I was going to do RAID for disk failure tolerance, either with a consumer NAS bo...

8fingerlouie · on Aug 23, 2023

>Isn't RAID parity slightly more space efficient than versioned backups?

It depends on your storage array. The more drives, the more space efficient RAID becomes, but RAID is still only a single copy of your data.

>Or is there a better way to do redundancy that doesn't involve just replicating entire files to multiple disks

Most of the industry is using erasure coding these days (https://blog.min.io/erasure-coding/) which allows for spreading your parity and data across multiple sites. Erasure coding usually runs a layer above the filesystem, as opposed to RAID which typically runs below the filesystem (Snapraid, Mergerfs and others excluded).

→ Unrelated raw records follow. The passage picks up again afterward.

PR #2392, opened 2020-02-06
[FP16] Memory efficient optimizer

emilydinan:
**Patch description**
Add a wrapper for a memory efficient FP16 optimizer. Based heavily on the fairseq implementation, which can be found here: https://github.com/pytorch/fairseq/blob/master/fairseq/optim/fp16_optimizer.py. Preliminary tests seems to show this saves about ~6.5 GB when finetuning GPT2-large.

Additionally, added a compatible Adam and Adafactor optimizer (also based on fairseq implementation). 

**Testing steps**
`python -m pytest /private/home/edinan/ParlAI/tests/test_mem_efficient_fp16.py`

### DIFF
--- a/parlai/core/torch_agent.py
+++ b/parlai/core/torch_agent.py
@@ -38,7 +38,7 @@ from parlai.core.message import Message
 from parlai.utils.fp16 import (
     fp16_apex_available,
     fp16_optimizer_wrapper,
-    ParlAIFP16MemoryEfficientOptimizer
+    ParlAIFP16MemoryEfficientOptimizer,
 )
 from parlai.utils.misc import AttrDict, warn_once, round_sigfigs
 from parlai.utils.torch import argsort, padded_tensor
--- a/parlai/core/torch_agent.py
+++ b/parlai/core/torch_agent.py
@@ -40,6 +40,7 @@ from parlai.utils.fp16 import (
     fp16_optimizer_wrapper,
     MemoryEfficientFP16Optimizer,
     MemoryEfficientFP16Adam,
+    Adafactor,
 )
 from parlai.utils.misc import AttrDict, warn_once, round_sigfigs
 from parlai.utils.torch import argsort, padded_tensor
@@ -366,6 +367,7 @@ class TorchAgent(ABC, Agent):
 
         # now pull in memory efficient implementations
         optims['mem_eff_adam'] = MemoryEfficientFP16Adam
+        optims['adafactor'] = Adafactor
 
         return optims
 
@@ -478,6 +480,13 @@ class TorchAgent(ABC, Agent):
             hidden=True,
             help='Epsilon value for Adam optimizers. Set to 1e-6 if your '
             'large model has stability issues, but prefer the default.',
+        )
+        optim_group.add_argument(
+            '--adafactor-eps',
+            default='1e-30,1e-3',
+            type='floats',
+            help='Epsilon values for adafactor optimizer: regularization'
+            'constants for square gradienta nd parameter scale respectively',
         )
         optim_group.add_argument(
             '-mom',
@@ -811,7 +820,19 @@ class TorchAgent(ABC, Agent):
         elif opt['optimizer'] == 'qhadam':
             # set nus for qhadam
             kwargs['nus'] = opt.get('nus', (0.7, 1.0))
-        if opt['optimizer'] in ['adam', 'sparseadam', 'fused_adam', 'adamax', 'qhadam']:
+        elif opt['optimizer'] == 'adafactor':
+            # adafactor params
+            kwargs['beta1'] = opt.get('betas', (0.9, 0.999))[0]
+            kwargs['eps'] = opt['adafactor_eps']
+            kwargs['warmup_init'] = opt.get('warmup_updates', -1) > 0
+
+        if opt['optimizer'] in [
+            'adam',
+            'sparseadam',
+            'fused_adam',
+            'adamax',
+            'qhadam',
+        ]:
             # set betas for optims that use it
             kwargs['betas'] = opt.get('betas', (0.9, 0.999))
             # set adam optimizer, but only if user specified it
--- a/parlai/core/torch_agent.py
+++ b/parlai/core/torch_agent.py
@@ -854,7 +854,6 @@ class TorchAgent(ABC, Agent):
                 'switch to --optimizer adam.'
             )
 
-        # TODO: if self.fp16 and self.fp16_impl == 'mem_efficient'... check that class is ok
         optim_class = self.optim_opts()[opt['optimizer']]
         self.optimizer = optim_class(params, **kwargs)
         if self.fp16:
@@ -862,6 +861,15 @@ class TorchAgent(ABC, Agent):
                 self.optimizer = fp16_optimizer_wrapper(self.optimizer)
             else:
                 # Using memory efficient optimizer
+                opt_name = opt['optimizer']
+                compatible_list = MemoryEfficientFP16Optimizer.compatible_optimizers()
+                is_compat = opt_name in compatible_list
+                if not is_compat:
+                    raise RuntimeError(
+                        f'The optimizer you selected {opt_name} is not compatible '
+                        'with Memory Efficient FP16. Please select from among this '
+                        f'list:\n{compatible_list}'
+                    )
                 self.optimizer = MemoryEfficientFP16Optimizer(self.optimizer)
         # TODO: we might want to hard reset optimizers here in the
         # case of fine tuning. Some rudimentary experiments seemed to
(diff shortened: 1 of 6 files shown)


parlai/core/torch_agent.py
```diff
@@ -433,6 +437,13 @@ def add_cmdline_args(cls, argparser):
         agent.add_argument(
             '--fp16', type='bool', default=False, help='Use fp16 computations.'
         )
+        agent.add_argument(
+            '--fp16-impl',
+            type=str,
+            default='apex',
+            choices=['apex', 'mem_efficient'],
```
EricMichaelSmith: Under what conditions would we still want to use apex? Maybe for the optimizers that this won't work with?

parlai/core/torch_agent.py
```diff
@@ -618,7 +629,12 @@ def __init__(self, opt: Opt, shared=None):
             if not shared and opt['gpu'] != -1:
                 torch.cuda.set_device(opt['gpu'])
         # indicate whether using fp16
-        self.fp16 = self.use_cuda and self.opt.get('fp16', False) and fp16_available()
+        self.fp16 = self.use_cuda and self.opt.get('fp16', False)
+        if self.fp16:
+            # check that the implementation requested is available
+            self.fp16_impl = self.opt.get('fp16_impl', 'apex')
+            if self.fp16_impl == 'apex' and not fp16_apex_available():
+                self.fp16 = False
```
EricMichaelSmith: Should we print a warning in this case?

parlai/core/torch_agent.py
```diff
@@ -814,11 +833,15 @@ def init_optim(self, params, optim_states=None, saved_optim_type=None):
...
 
+        # TODO: if self.fp16 and self.fp16_impl == 'mem_efficient'... check that class is ok
         optim_class = self.optim_opts()[opt['optimizer']]
         self.optimizer = optim_class(params, **kwargs)
         if self.fp16:
-            self.optimizer = fp16_optimizer_wrapper(self.optimizer)
-
+            if self.fp16_impl == 'apex':
+                self.optimizer = fp16_optimizer_wrapper(self.optimizer)
+            else:
```
EricMichaelSmith: nit: `elif self.fp16_impl == 'mem_efficient'` here in case we want to add further choices down the line?

parlai/utils/fp16.py
```diff
@@ -0,0 +1,466 @@
...
+    params = list(params)
+    if len(params) == 1:
+        p = params[0]
+        grad_norm = torch.norm(p)
+        if grad_norm > max_norm > 0:
+            clip_coef = max_norm / (grad_norm + 1e-6)
+            p.mul_(clip_coef)
+        return grad_norm
+    elif max_norm > 0:
+        return torch.nn.utils.clip_grad_norm_(params, max_norm)
```
EricMichaelSmith: hmm - why not use `torch.nn.utils.clip_grad_norm_()` if len(params) == 1?

parlai/utils/fp16.py
```diff
@@ -0,0 +1,466 @@
...
+        self,
+        init_optimizer: torch.optim.Optimizer,  # type: ignore
+        loss_initial_scale: float = 2.0 ** 17,
+        min_loss_scale: float = 1e-4,
+    ):
+        self.optimizer = init_optimizer
+        # TODO: we should probably set a bunch of these args with opt?
+        self.min_loss_scale = min_loss_scale
+        self.scaler = DynamicLossScaler(init_scale=loss_initial_scale)
+        # TODO: add warning here about which optimizers this works with
```
EricMichaelSmith: 👍

parlai/core/torch_agent.py
emilydinan: Yeah. So I should write more about the tradeoffs inside the class docstring, but basically (1) memory efficinet is not compatible with everything and (2) you want to use apex if memory constraints are not an issue, as there are stability issues with the memory efficient optimizer

parlai/core/torch_agent.py
emilydinan: oh yeah. we didn't before but we probably should

emilydinan: actually the warning occurs in the function

emilydinan:
ready for review

parlai/core/torch_agent.py
```diff
@@ -433,6 +439,13 @@ def add_cmdline_args(cls, argparser):
         agent.add_argument(
             '--fp16', type='bool', default=False, help='Use fp16 computations.'
         )
+        agent.add_argument(
+            '--fp16-impl',
+            type=str,
+            default='apex',
+            choices=['apex', 'mem_efficient'],
```
klshuster: so we technically don't even need apex anymore to run fp16?

parlai/core/torch_agent.py
```diff
@@ -468,6 +481,13 @@ def add_cmdline_args(cls, argparser):
             help='Epsilon value for Adam optimizers. Set to 1e-6 if your '
             'large model has stability issues, but prefer the default.',
         )
+        optim_group.add_argument(
+            '--adafactor-eps',
+            default='1e-30,1e-3',
+            type='floats',
+            help='Epsilon values for adafactor optimizer: regularization'
```
klshuster: nit: need a space here at the end of the string

parlai/core/torch_agent.py
```diff
@@ -468,6 +481,13 @@ def add_cmdline_args(cls, argparser):
...
+            'constants for square gradienta nd parameter scale respectively',
```
klshuster: double nit: `for square gradients and`

parlai/core/torch_agent.py
```diff
@@ -468,6 +481,13 @@ def add_cmdline_args(cls, argparser):
             help='Epsilon value for Adam optimizers. Set to 1e-6 if your '
             'large model has stability issues, but prefer the default.',
         )
+        optim_group.add_argument(
+            '--adafactor-eps',
+            default='1e-30,1e-3',
```
klshuster: are these recommended values? i.e. might be good to have them marked as `recommended=` in the `add_argument` function

parlai/core/torch_agent.py
```diff
@@ -789,10 +814,25 @@ def init_optim(self, params, optim_states=None, saved_optim_type=None):
...
+            kwargs['beta1'] = opt.get('betas', (0.9, 0.999))[0]
+            kwargs['eps'] = opt['adafactor_eps']
+            kwargs['warmup_init'] = opt.get('warmup_updates', -1) > 0
+
+        if opt['optimizer'] in [
+            'adam',
+            'sparseadam',
+            'fused_adam',
+            'adamax',
+            'qhadam',
```
klshuster: we don't need to set `betas` with the `mem_eff_adam`?

parlai/utils/fp16.py
```diff
@@ -0,0 +1,677 @@
...
+        return torch.sqrt(
+            sum(p.grad.data.norm() ** 2 for p in params if p.grad is not None)
+        )
+
+
+def has_overflow(grad_norm):
+    """
+    Detect inf and NaN in grad_norm.
+    """
+    if grad_norm == float('inf') or grad_norm != grad_norm:
```
klshuster: woah `grad_norm != grad_norm` works for NaN?

parlai/utils/fp16.py
```diff
@@ -0,0 +1,677 @@
...
+
+
+def fp16_apex_available() -> bool:
+    try:
+        import apex.fp16_utils  # noqa: F401
+
+        return True
+    except ImportError:
+        warn_once(
+            'You set --fp16 true, but fp16 is unavailable. To use fp16, please '
```
klshuster: should we modify this warning to indicate that one could also set `--fp16-impl` to `mem_efficient`?

parlai/utils/fp16.py
```diff
@@ -0,0 +1,677 @@
...
+
+
+###################################################
+## Memory Efficient Wrappers
+###################################################
+
+
+class DynamicLossScaler(object):
+    """
+    Shamelessly stolen from Fairseq.
```
klshuster: 😆

klshuster: We might want to change this wording before merging haha

parlai/core/torch_agent.py
emilydinan: technically. but you probably only want to use mem_efficient in the case where memory is a concern. the memory efficient version can be a bit unstable, and currently only supports a couple of optimizers (adam, adafactor)

parlai/core/torch_agent.py
emilydinan: no, instead we take the first beta only

parlai/utils/fp16.py
emilydinan: apparently! this was taken directly from fairseq!

parlai/utils/fp16.py
stephenroller:
```
$ ag stolen
docs/source/conf.py
186:    # Stolen shamelessly from Lasagne! Thanks Lasagne!

parlai/utils/distributed.py
146:    # stolen shamelessly from fairseq
```

PR #2393, opened 2020-02-07
Asymmetrical transformers

dexterju:
**Patch description**
This PR allows asymmetrical transformers. The transformers who have different number of layers in encoder and decoder.
We add two options, num-encoder-layer, num-decoder-layer, they will override the n-layers option if they are given. 

**Testing steps**
For testing the original transformers for backward compatible. 
```
python examples/train_model.py -t twitter -mf /tmp/tr_twitter -m transformer/ranker -bs 10 -vtim 3600 -cands batch -ecands batch --data-parallel True
```
```
 python examples/train_model.py -t twitter -mf /tmp/tr_twitter -m transformer/generator -bs 10 -vtim 3600   --num-encoder-layers 1 --num-decoder-layers 4
```
**Logs**
```
[ num words =  366522 ]
/private/home/daju/ParlAI/parlai/agents/transformer/modules.py:73: UserWarning: Building a Asymmetrical Transformer with encoder size of 1.
  warn_once('Building a Asymmetrical Transformer with encoder size of {}.'.format(opt['num_encoder_layers']))
/private/home/daju/ParlAI/parlai/agents/transformer/modules.py:104: UserWarning: Building a Asymmetrical Transformer with decoder size of 4.
  warn_once('Building a Asymmetrical Transformer with decoder size of {}.'.format(opt['num_decoder_layers']))
```

### DIFF
--- a/parlai/agents/transformer/modules.py
+++ b/parlai/agents/transformer/modules.py
@@ -99,7 +99,7 @@ def _build_decoder(
     return TransformerDecoder(
         n_heads=opt['n_heads'],
         n_layers=(
-            opt['n_encoder_layers'] if opt['n_encoder_layers'] > 0 else opt['n_layers']
+            opt['n_decoder_layers'] if opt['n_decoder_layers'] > 0 else opt['n_layers']
         ),
         embedding_size=opt['embedding_size'],
         ffn_size=opt['ffn_size'],
--- a/parlai/agents/transformer/modules.py
+++ b/parlai/agents/transformer/modules.py
@@ -72,9 +72,7 @@ def _build_encoder(
     return TransformerEncoder(
         n_heads=opt['n_heads'],
         n_layers=(
-            opt['n_encoder_layers']
-            if opt['n_encoder_layers'] > 0
-            else opt['n_layers']
+            opt['n_encoder_layers'] if opt['n_encoder_layers'] > 0 else opt['n_layers']
         ),
         embedding_size=opt['embedding_size'],
         ffn_size=opt['ffn_size'],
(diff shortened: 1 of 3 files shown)


parlai/agents/transformer/modules.py
```diff
@@ -69,9 +69,19 @@ def _build_encoder(
     n_positions=1024,
     n_segments=0,
 ):
+    if opt['num_encoder_layers'] > 0:
+        warn_once(
+            'Building a Asymmetrical Transformer with encoder size of {}.'.format(
```
stephenroller: we don't need the warning.

parlai/agents/transformer/transformer.py
```diff
@@ -102,6 +102,18 @@ def add_common_cmdline_args(argparser):
...
         'in the memory network',
     )
+    argparser.add_argument(
+        '--num-encoder-layers',
+        type=int,
+        default=-1,
+        help='This will overide the n-layers for asymmetrical transformers',
+    )
+    argparser.add_argument(
+        '--num-decoder-layers',
```
stephenroller: i guess let's use --n-decoder-layers for consistency with --n-layers

parlai/agents/transformer/transformer.py
```diff
@@ -102,6 +102,18 @@ def add_common_cmdline_args(argparser):
         help='Share word embeddings table for candidate and context'
         'in the memory network',
     )
+    argparser.add_argument(
+        '--num-encoder-layers',
```
stephenroller: add a short option `-nel` and `-ndl` for convenience i guess.

tests/test_transformers.py
```diff
@@ -516,6 +518,43 @@ def test_xlm(self):
         self.assertLessEqual(test['ppl'], 1.30)
         self.assertGreaterEqual(test['bleu-4'], 0.90)
 
+    def test_asymmetry(self):
```
dianaglzrico: Hi @dexterju :) this PR looks very useful, I really like it! Just a tiny question (reply to me when you have some free time, no worries) why is this function necessary? Is it just a sanity check to verify the parameters are being overridden?

dexterju: Hey, This unit test function will just check these parameters are set correctly. 
We want the logic to be if n-encoder-layers are explicitly given, it should use it, otherwise it should use n-layers instead to ensure backward compatibility (same case for the decoders). It is good to have this test ensuring this logic is respected.

dianaglzrico: Ahhh I see, thanks!

PR #2398, opened 2020-02-11
[TGA] Flexible context for n-gram blocking

emilydinan:
**Patch description**
Added a `_get_context` function so that more complex models can override the context that is used for n-gram blocking.


parlai/core/torch_generator_agent.py
```diff
@@ -911,8 +919,10 @@ def _generate(self, batch, beam_size, max_ts):
             else len(batch.image)
         )
         if batch.text_vec is not None:
+            batchsize = batch.text_vec.size(0)
```
stephenroller: we gotta kill this

emilydinan: why

PR #2407, opened 2020-02-18
Log loss scalar. Adjust when logs print/flush. Change token counting.

stephenroller:
**Patch description**
Small improvements to logging in train_model and torch agent:
- Only count label words as words-per-batch, following fairseq
- Add a tracker of the fp16 loss scalar
- Sync actual number of epochs across workers, rather than assuming it's linear
- Always log right before validation, and reset the log timer on validation so that we don't have partial metrics thanks to validation.

**Testing steps**
Several sweeps ran, CI.

### DIFF
--- a/parlai/core/torch_agent.py
+++ b/parlai/core/torch_agent.py
@@ -1835,8 +1835,7 @@ class TorchAgent(ABC, Agent):
             # we divide by the binary is_primary_worker() so that the numerator is
             # num_tokens in all workers, and the denominator is 1.
             tbp = AverageMetric(
-                (batch.label_vec != self.NULL_IDX).sum().item()
-                + (batch.text_vec != self.NULL_IDX).sum().item(),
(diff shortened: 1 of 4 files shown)


parlai/scripts/train_model.py
```diff
@@ -678,17 +677,23 @@ def train(self):
                     >= self.val_every_n_epochs
                 ):
                     try:
+                        # log before we validate
+                        self.log()
```
emilydinan: nice

parlai/core/torch_agent.py
```diff
@@ -1942,6 +1941,10 @@ def update_params(self):
             self.global_metrics.add(
                 'clip', AverageMetric(float(grad_norm > self.opt['gradient_clip']))
             )
+        if self.fp16:
+            self.global_metrics.add(
+                'fp16_loss_scalar', AverageMetric(self.optimizer.loss_scale)
```
klshuster: this is causing unit test failures

PR #4256, opened 2021-12-15
ConversationTeacher parent class changed 

mojtaba-komeili:
**Patch description**
Changed`ConversationTeacher`'s parent class to `ParlAIDialogTeacher`. 

**Testing steps**
1- Standard teacher tests in ParlAI that rely on `ConversationTeacher`. 
2- `parlai dd` some internal classes that use this teacher


parlai/core/teachers.py
```diff
@@ -1611,12 +1611,12 @@ def setup_data(self, datafile):
                 yield act, next_episode_new
 
 
-class ConversationTeacher(FixedDialogTeacher):
+class ConversationTeacher(ParlAIDialogTeacher):
```
stephenroller, line 1614: I think it might need to be DialogTeacher, not ParlAIDialogTeacher

mojtaba-komeili: What makes `DialogTeacher` preferable to `ParlAIDialogTeacher` here?

stephenroller: ParlAI DT should be assuming a particular format. It might be that we successfully override everything but really we shouldn't.

mojtaba-komeili:
@stephenroller I changed the base class to `DialogTeacher`. There were more changes and I ended up directly changing `JsonTeacher` as well. Teacher tests pass and I tried to run tasks that were using these teachers.
There is going to be a separate PR on adapting one of the heavily customized teachers to the new format. But the rest should be fine.

parlai/core/teachers.py
```diff
@@ -1719,27 +1704,24 @@ def _setup_data(self, path):
             if self.label_turns in ['firstspeaker', 'both']:
                 eps = self._get_ep_from_turns(turns[::2], turns[1::2])
                 if eps:
-                    self.episodes.append(eps)
-                    self.num_exs += len(eps)
+                    for example, example_begins in self._return_episode_examples(eps):
```
stephenroller, line 1707: looks good

parlai/core/teachers.py
```diff
@@ -1719,27 +1704,24 @@ def _setup_data(self, path):
...
+                        yield example, example_begins
 
             # train on even turns as labels (turns w/ second speaker)
             if self.label_turns in ['secondspeaker', 'both']:
                 eps = self._get_ep_from_turns(turns[1::2], turns[2::2])
                 if eps:
-                    self.episodes.append(eps)
-                    self.num_exs += len(eps)
+                    for example, example_begins in self._return_episode_examples(eps):
```
stephenroller, line 1714: looks good!

stephenroller (approved):

PR #4264, opened 2021-12-20
changes for beam forcing, in-progress

Alex-Gurung:
Two new parameters for use with the common sense world builder:

`force-start-list`
* Forces all beams created from beam searches to begin with a given list of tokens
* At each appropriate index sets the likelihood of those tokens to infinity
* In the future could be converted to taking in text instead of tokens 

`beam-block-list-strings`
* In-progress, still requires modifications to work properly
* Prevents beam search from using any string (and modifications of those strings) in the provided list by adding it to a SearchBlocklist used at generation time
* Should be modifiable - as the opt changes in-between searches the block list and future generations changes as well


parlai/core/torch_generator_agent.py
```diff
@@ -567,11 +581,13 @@ def _v2t(self, vec):
         new_vec = []
         if hasattr(vec, 'cpu'):
             vec = vec.cpu()
+        start = True
```
mojtaba-komeili, line 584: I don't understand why we need `start`. Is that because the first index can be `END_IDX`? Could you explain in a comment?

mojtaba-komeili:
Thanks for adding this. It look good. I also add @stephenroller here for more comments. Here are mine:
1. Your force start list works great if there is only one token you want to add. How about when there are multiple ones in the list? The current code seems to add them all in a random order.
2. What happens if the start list strings are longer than a full token list of the tokenizer? (might be because it is not in the list of tokens).
3. Make sure you address lint errors.

klshuster:
I won't pretend to know what is fully going on in this PR, but have you explored possibly using the `prefix_tokens` functionality built into `TorchGeneratorAgent._generate`? You can [override an agent to return a list of prefix tokens](https://github.com/facebookresearch/ParlAI/blob/66c71e01b79b118a717c1115fecea5e99b12429a/parlai/core/torch_generator_agent.py#L1051), which are enforced by `_generate` [to start each generation](https://github.com/facebookresearch/ParlAI/blob/66c71e01b79b118a717c1115fecea5e99b12429a/parlai/core/torch_generator_agent.py#L1136-L1144)

stephenroller:
Yeah I haven't read the code but from the description, it seems like we should either use prefix tokens or generalize it appropriately.

mojtaba-komeili:
Yeah, looks like `prefix_tokens` can solve the first problem here. 

(a cleaner implementation of) The blocklist part may still be needed though. To provide some context, we have a script that calls the model to generate a sequence multiple times. Each time, depending on the previously generate sequence, there is a new list of words to avoid. We might be able to use `--beam-block-list-filename`, but passing the sequence directly to the model makes things more convenient. 
@Alex-Gurung maybe you can make sure that your blocklist and `--beam-block-list-filename` share most of their code and the block list is their union (?).

parlai/core/torch_generator_agent.py
Alex-Gurung: Think this was leftover by some testing, removed

Alex-Gurung:
New changes:
* Removed `beam-block-list-strings` for now since it's not necessary for current worldbuilder
* Renamed `force-start-list` to `opt-prefix-tokens` and reorganized to use prefix_tokens method
Note: Currently it uses only one of subclass-prefix-tokens or opt-prefix-tokens depending on which is set, defaulting to opt-prefix-tokens as that would need to be explicitly set by end-users

Having both is useful in the case that you want to change or add to prefix tokens on pre-trained models/agent types without needing to add an entire intermediary class, but there may be a better way of distinguishing between the two methods.

parlai/core/torch_generator_agent.py
```diff
@@ -1059,6 +1065,36 @@ def get_prefix_tokens(self, batch: Batch) -> Optional[torch.LongTensor]:
...
+        """
+        prefix_toks = self.opt.get("opt_prefix_tokens", [])
+        if len(prefix_toks) == 0:
+            return None
+        bsz = batch.batchsize
+        dev = batch.text_vec.device
+        prefix_toks_batch = [prefix_toks for _ in range(bsz)]
+        return torch.LongTensor(prefix_toks_batch).to(dev)
+
+    def get_all_prefix(self, batch: Batch) -> Optional[torch.LongTensor]:
```
mojtaba-komeili, line 1085: IDK, this looks to make the code a bit patchy for general use. Maybe we should keep this in a branch for our own project and not merge it into ParlAI, until we have a cleaner solution. In other words, just keep this branch updated (with rebase) with the main branch and use it for your project.

PR #4269, opened 2021-12-21
adjust data licenses for WOW, WOI, ED, and BST

melanierk:
**Patch description**
Updating our data licenses to CC-BY (i.e., commercial use allowed) for several popular datasets that were either CC-BY-NC or not explicitly licensed. Have the appropriate approvals internally to do this.

**Testing steps**
Linter/automatic tests.

**Other information**
Let me know if anyone has opinions on replicating the data licenses vs having them in a shared place. I chose replicate because I think we still don't have consistency across all datasets and putting licenses in a shared place might be confusing, but it does duplicate a lot of text.


EricMichaelSmith (approved):
Yeah this is great! Hmm, I imagine that replicating the license per-task is not the best long-term solution, yeah, but I agree that it's a good stopgap for now

stephenroller (approved):
Whoo

klshuster (approved):
🚀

My personal "backup vault" is a Raspberry Pi 4 with a single 4TB external drive attached. The RPi runs Minio, and all backups are done through the S3 interface or SFTP/SMB. It is not the fastest box in the world, but it backs up (incremental) ~2TB in 30 minutes, which is "fast enough".

It consumes on average 4W, which means even with worst case electricity prices of €1/kWh (which we saw last winter), it costs less than €3/month.

For comparison, my NAS consumed around 50W, and at €1/kWh, that would cost €37/month in electricity alone, and then you need to add the cost of the actual hardware itself.

I switched off the NAS, and purchased ~10TB of cloud storage (main storage and backup storage at two different locations) for €20/month, and keep sensitive stuff encrypted with Cryptomator.

tremon · on Aug 23, 2023

but RAID is still only a single copy of your data

Btrfs has 3-copy and 4-copy RAID1 (profiles raid1c3 and raid1c4), doesn't ZFS have something similar?

8fingerlouie · on Aug 24, 2023

ZFS has RAIDZ1, RAIDZ2, RAIDz3 and Ditto blocks, which do much the same thing, although a bit differently.

My point was that even if you have 4 copies of your data, you still only have a single machine where your data is stored, and you're essentially just one flood/lightning strike/house fire/burglary away from all of it being gone. Or one bad power supply away from 4 dead drives.

With versioned backups, you have higher latency on restoring data in case a disk dies, but your data is also safer.

As i initially stated, RAID is for availability. It is great for making sure that data is available 24/7, but that is rarely what the average home user needs. Most home users access their data infrequently, and would be perfectly fine waiting a couple of hours while restoring data from a backup.